Take me to the Milky Way

The deep-fried Milky Way, that is. I got my cholesterol down to a level my doctor is happy with, thanks to red yeast rice, and now JV, to his disgust, has to get me a deep-fried Milky Way bar.

That can't happen until February 27, because he won't get me something so obviously unhealthy in front of his kids. This weekend, he's got the kids, and we're all celebrating his parents' 40th wedding anniversary on Saturday night, going out to dinner at the French Culinary Institute. I very much doubt they have deep-fried Milky Ways on the menu.

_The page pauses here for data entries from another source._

Issue #322, opened 2017-10-09
Else CustomAttrbiute not having bindingContext set


fragsalat:
**I'm submitting a bug report**

* **Library Version:**
1.5.1

**Please tell us about your environment:**
* **Operating System:**
Linux (Ubuntu 17.10)

* **Node Version:**
8.4.0

* **NPM Version:**
5.4.2

* **Browser:**
all

* **Language:**
ESNext

**Current behavior:**
The element having the else attribute has no binding context which leads to missing data when the initial condition is false.
Example:
https://gist.run/?id=371fa4bf53068f0dd4463684b165cb66

**Cause**
The cause for this problem might be that the `If.conditionChanged()` function is called when the if is bound. Since the if attribute appears mostly before the else attribute, the else attribute has no bindingContext yet.
https://github.com/aurelia/templating-resources/blob/master/src/if.js#L23

**Possible solution**
Call the conditionChanged function also when else is bound or just use the binding context of the if attribute.

fragsalat:
Do you need support with this? I mean I can fix this but do you have time to review, merge, test and release the code?

jdanyow:
@fragsalat we'd definitely take a PR for this

huochunpeng:
I got exactly the same issue just now when I try the new `else` binding :-(
Just composed an almost identical gist-run.

Having additional binding inside a branch is a common use case. The else binding is a neat new feature, but it looks like it needs more test coverage before I can trust it in production.

fragsalat:
@huochunpeng I fixed this now and it just has to get merged and released :)

jods4:
This should be fixed in the current release, I think we can close this issue? 
@EisenbergEffect

PR #325, opened 2017-10-11
fix(if-else): Fixed missing binding context when rendering else block

fragsalat:
Issue: #322 

This PR fixes the issue that an else block is rendered without a bindingContext in case that the condition is falsy and the view is rendered initially.
I also added some simple unit tests to check if the correct block is rendered and the swapping logic works properly.

### DIFF
--- a/src/else.js
+++ b/src/else.js
@@ -13,11 +13,6 @@ export class Else extends IfCore {
 
   bind(bindingContext, overrideContext) {
     super.bind(bindingContext, overrideContext);
-
-    if (!this.ifVm) {
-      throw new Error('There must be a node with an if attribute before the else attribute');
-    }
-
     this.ifVm.conditionChanged(this.ifVm.condition);
   }
 
@@ -35,6 +30,6 @@ export class Else extends IfCore {
       throw new Error("Can't find matching If for Else custom attribute.");
     }
     this.ifVm = previous.au.if.viewModel;
-    this.ifVm.else = this;
+    this.ifVm.elseVm = this;
   }
 }
--- a/src/else.js
+++ b/src/else.js
@@ -13,7 +13,10 @@ export class Else extends IfCore {
 
   bind(bindingContext, overrideContext) {
     super.bind(bindingContext, overrideContext);
-    this.ifVm.conditionChanged(this.ifVm.condition);
+    // Render on initial
+    if (!this.ifVm.condition) {
+      this._show();
+    }
   }
 
   _registerInIf() {
--- a/src/else.js
+++ b/src/else.js
@@ -11,6 +11,16 @@ export class Else extends IfCore {
     this._registerInIf();
   }
 
+  bind(bindingContext, overrideContext) {
+    super.bind(bindingContext, overrideContext);
+
+    if (!this.ifVm) {
+      throw new Error('There must be a node with an if attribute before the else attribute');
+    }
+
+    this.ifVm.conditionChanged(this.ifVm.condition);
+  }
+
   _registerInIf() {
     // We support the pattern <div if.bind="x"></div><div else></div>.
     // Obvisouly between the two, we must accepts text (spaces) and comments.
@@ -24,7 +34,7 @@ export class Else extends IfCore {
     if (!previous || !previous.au.if) {
       throw new Error("Can't find matching If for Else custom attribute.");
     }
-    let ifVm = previous.au.if.viewModel;
-    ifVm.else = this;
+    this.ifVm = previous.au.if.viewModel;
+    this.ifVm.else = this;
   }
 }
--- a/src/if.js
+++ b/src/if.js
@@ -20,7 +20,10 @@ export class If extends IfCore {
   */
   bind(bindingContext, overrideContext) {
     super.bind(bindingContext, overrideContext);
-    this.conditionChanged(this.condition);
+    // Else attribute will trigger change when it's bound
+    if (!this.else || this.else.isBound) {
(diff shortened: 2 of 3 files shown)


huochunpeng:
Thanks for the fast fix.
You forgot to replace `fit(...)` with `it(...)`...

fragsalat:
Oh my god. Sry my mistake -> it's removed now

fragsalat:
Any update?

jods4:
Sorry I was away for a while.
I did the `else` feature and I'll have a look at the PR.
The additional test is especially useful.

src/if.js
```diff
@@ -20,7 +20,10 @@ export class If extends IfCore {
   */
   bind(bindingContext, overrideContext) {
     super.bind(bindingContext, overrideContext);
-    this.conditionChanged(this.condition);
+    // Else attribute will trigger change when it's bound
+    if (!this.else || this.else.isBound) {
```
jods4: Let me recap the problem: 
When `if` is bound, if `condition` is `false` then `else._show()` is called but at this point `else.bind()` hasn't happen so everything crash and burns.

Re-thinking what is supposed to happen during bind, can I suggest a more straightforward solution:
```js
// inside If::bind()
if (this.condition) this._show();

// inside Else::bind()
if (!this.if.condition) this._show();
```

Would that work?
It seems simpler to understand.

src/else.js
```diff
@@ -24,7 +34,7 @@ export class Else extends IfCore {
     if (!previous || !previous.au.if) {
       throw new Error("Can't find matching If for Else custom attribute.");
     }
-    let ifVm = previous.au.if.viewModel;
-    ifVm.else = this;
+    this.ifVm = previous.au.if.viewModel;
```
jods4: The equivalent link to Else viewmodel in If is simply called `else`. For consistency, can we rename `ifVm` to `if` -- or rename `else` to `elseVm`?

EisenbergEffect:
Ping me when this is ready and I'll get it out asap.

src/else.js
```diff
@@ -11,6 +11,16 @@ export class Else extends IfCore {
     this._registerInIf();
   }
 
+  bind(bindingContext, overrideContext) {
+    super.bind(bindingContext, overrideContext);
+
+    if (!this.ifVm) {
```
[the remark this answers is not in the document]
fragsalat: @jods4 I was thinking about if the else is specified before the if so that it could be in the context but bound before. But after you said it, I recognized that this might not be possible since the if is registered in the constructor.

src/else.js
fragsalat: +1 for elseVm for better understanding

src/if.js
fragsalat: @jods4 I'm not quite sure if this is possible since the else.bind function won't be called when If's condition has changed. I guess this is why you implemented it that way^^

fragsalat:
@jods4 I removed the obsolete error and fixed the typo

src/if.js
jods4: > the else.bind function won't be called when If's condition has changed.

It is called when the component is first bound. It is not meant to be called when the condition later changes.

`bind()` functions are called once at startup for both `if` and `else`, they ensure the template is visible when it is first bound.

If the condition later changes, `If::conditionChanged()` is called and updates both element properly.

Am I missing something?

fragsalat:
@jods4 Ping

jods4:
@fragsalat Pong
What about my last comment https://github.com/aurelia/templating-resources/pull/325#discussion_r145387032 ?

src/if.js
fragsalat: But in this case only the initial render would work or?
If the if condition get's bound to new values the bind function should be evaluated for the if only.

Actually I'm not really sure here if your way would work in all scenarios but this one does and it has not really an impact to change it or I'm wrong here? :)

jods4: If what I proposed above works (I think it should), it's much simpler and easier to understand so I'd like to include it.
Simpler code is very important for people who will maintain or contribute to Aurelia in the future -- or just because it means that the risk of bug is lower.

In fact I had to read your code several time to figure out how everything clicks together. Conditions like `this.elseVm.isBound` in `If::bind()` really make no sense at first glance -- heck thinking about it again: why call `conditionChanged` in `If::bind()` when `else` was bound, as `else` would actually have called `if.conditionChanged` in its own bind?!

RE your questions: when `condition` changes, `bind` is not called again. Changing the `bind()` implementation doesn't impact that, it only matters when the controller is first connected by Aurelia.

EisenbergEffect:
@fragsalat I've been staring at your avatar forever, and it just dawned on me that it's Natsu. Nice.

fragsalat:
@jods4 I checked it and u were right :) It's changed now.
@EisenbergEffect Yeah u're right :) Didn't expected that u know Natsu ^^

EisenbergEffect:
@fragsalat My wife and I have watched every episode of Fairy Tail. It's one of our favorite anime. Eagerly waiting for the next season. Hopefully 2018 will deliver 😸

fragsalat:
Wow. You're a lucky guy that u're wife is watching this with you. Mine is annoyed from the female (Japanese) voices and doesn't understand the story -,-
From my early days my favorite is still one piece but since some years I love Fairy Tail as well :)

EisenbergEffect:
Thanks @jods4 I'll get it in and hopefully released tonight.

fragsalat:
:+1:  Thx to u guys :)

PR #330, opened 2017-10-25
fix(if): fix nested if bindings

### LINKED ISSUE #328: Leaking (the new) if binding introduced in v1.5.2

* **Library Version:**
1.5.2

* **Operating System:**
OSX 10.x

* **Node Version:**
8.5.0

* **NPM Version:**
5.5.1

CLI

* **Browser:**
all

* **Language:**
ESNext

**Current behavior:**
https://github.com/huochunpeng/ifff

A leaking if binding behind nested if binding

Run the test app, just click next and next, all conditional DOM are not removed.

Pretty sure this is introduced by #324 which attempt to fix another issue on the new if/else implementation.

This issue doesn't exist on v1.5.1 before #324 fix.

bring back old if.bind please...
The new if/else doesn't justify the pain...

mjwwit:
- Revert (flawed) fix from #324
- Force rebind of view (if not bound) if the if-binding is rebound and condition is `true`
- Fix unit-tests for repeat, which were failing because of work done in #303

Closes #328

### DIFF
--- a/src/if-core.js
+++ b/src/if-core.js
@@ -31,7 +31,6 @@ export class IfCore {
     // For example a view could be returned to the cache and reused while it's still
     // attached to the DOM and animated.
     if (!this.viewFactory.isCaching) {
-	    this.showing = false;
       return;
     }
 
@@ -45,8 +44,8 @@ export class IfCore {
     this.view = null;
   }
 
-  _show() {
-    if (this.showing) {
+  _show(force) {
+    if (this.showing && !force) {
       return;
     }
 
--- a/src/if.js
+++ b/src/if.js
@@ -21,7 +21,7 @@ export class If extends IfCore {
   bind(bindingContext, overrideContext) {
     super.bind(bindingContext, overrideContext);
     if (this.condition) {
-      this._show();
+      this._show(true);
     }
   }
 
--- a/test/if.spec.js
+++ b/test/if.spec.js
@@ -63,25 +63,6 @@ describe('if', () => {
     expect(sut.view).toBeNull();
   });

The weekend of Valentine's Day we're spending in the city. We're having dinner with Fran, Tikva, and Co. on February 12 (at least I hope we are -- I have to call and ask); we're having lunch with Alona and Adir on February 13. On February 14, we're getting a haircut. I need one, he needs one, and it was a haircut that sort of brought us back together, so I think it's romantic. Besides, if I don't go with him, he doesn't get the right haircut.

I'm also getting my first dye job. Semipermanent color, just to cover the grays that I just can't keep up with anymore. Too numerous to pluck. Then for dinner we're going to -- ta da! -- PRIME GRILL. Allegedly. I still somehow think something will keep me from that restaurant. I'm just fated never to go there.

So the next weekend JV doesn't have his children is February 26-27. And that's when we'll go to the Milky Way. He has the kids on Sunday (every Sunday until April 15; his ex is an accountant). I assume we'll do something fun together, maybe pick out frames for JV and Malchick 1, who needs his first pair of glasses.